### Assignment
Everything from the line that contains "fix for issue #1835" through the final line of the records should be written out exactly, and nothing outside that span.

===== Study material

Issue #1835, opened 2015-07-24
Templates "Android 1080p" and "Microsoft Surface Pro" are invalid


ktaki:
"Microsoft Surface Pro" is not available in Default New Doc Size.txt. "Android 1080p" exists in the file, but failing for some reason.

Action documents.createNew failed: Error: Photoshop returned an error when playing command number: 1 Photoshop code: -25923 Photoshop message: error: -25923 message: The parameters for command “Make” are not currently valid.

iwehrman:
FBNC to @chadrolfs

chadrolfs:
Verified the fix but assigning to @ktaki since he originally reported it.

ktaki:
Verified the fix.

PR #1911, opened 2015-08-04
fix for ussue 1835, underlying template changes

pineapplespatula:
fix for issue #1835


iwehrman:
Microsoft Surface Pro, we hardly knew ye.

src/static/templates.json
```diff
@@ -31,13 +31,7 @@
...
         "id": "ANDROID_1080P",
-        "preset": "Android 1080p (1920, 1080)",
-        "width": 1920,
-        "height": 1080
-    },
-    {
-        "id": "MS_SURFACE_PRO",
-        "preset": "Microsoft Surface Pro (1920, 1080)",
+        "preset": "Android 1080p (1080, 1920)",
         "width": 1920,
```
iwehrman: I think the Android 1080p width and height values should be swapped.

pineapplespatula: I just swapped them in order to match the PS template. #That'sTheFix

pineapplespatula:
@iwehrman back to you

src/static/templates.json
iwehrman: No, the width and height _properties_ need to be switched, not the values in the strong. When you create an `Android 1080p (1080, 1920)` document you get a document of width 1080 and height 1920, but this file has `width: 1920` and `height: 1080`. Those values are used here:
android

pineapplespatula:
ahh i see .

iwehrman:
:grapes:

PR #1913, opened 2015-08-05
Add read lock for JS_DOC to click and drag so they wait for delete

volfied:
Should address #1846, at least during my testing I got up to 30 enqueued clicks/deletes and nothing crashed.


iwehrman:
See `iwehrman/transfer` work-in-progress branch...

==========

### Reply to the exercise
fix for issue #1835


iwehrman:
Microsoft Surface Pro, we hardly knew ye.

src/static/templates.json
```diff
@@ -31,13 +31,7 @@
...
         "id": "ANDROID_1080P",
-        "preset": "Android 1080p (1920, 1080)",
-        "width": 1920,
-        "height": 1080
-    },
-    {
-        "id": "MS_SURFACE_PRO",
-        "preset": "Microsoft Surface Pro (1920, 1080)",
+        "preset": "Android 1080p (1080, 1920)",
         "width": 1920,
```
iwehrman: I think the Android 1080p width and height values should be swapped.

pineapplespatula: I just swapped them in order to match the PS template. #That'sTheFix

pineapplespatula:
@iwehrman back to you

src/static/templates.json
iwehrman: No, the width and height _properties_ need to be switched, not the values in the strong. When you create an `Android 1080p (1080, 1920)` document you get a document of width 1080 and height 1920, but this file has `width: 1920` and `height: 1080`. Those values are used here:
android

pineapplespatula:
ahh i see .

iwehrman:
:grapes:

PR #1913, opened 2015-08-05
Add read lock for JS_DOC to click and drag so they wait for delete

volfied:
Should address #1846, at least during my testing I got up to 30 enqueued clicks/deletes and nothing crashed.


iwehrman:
See `iwehrman/transfer` work-in-progress branch...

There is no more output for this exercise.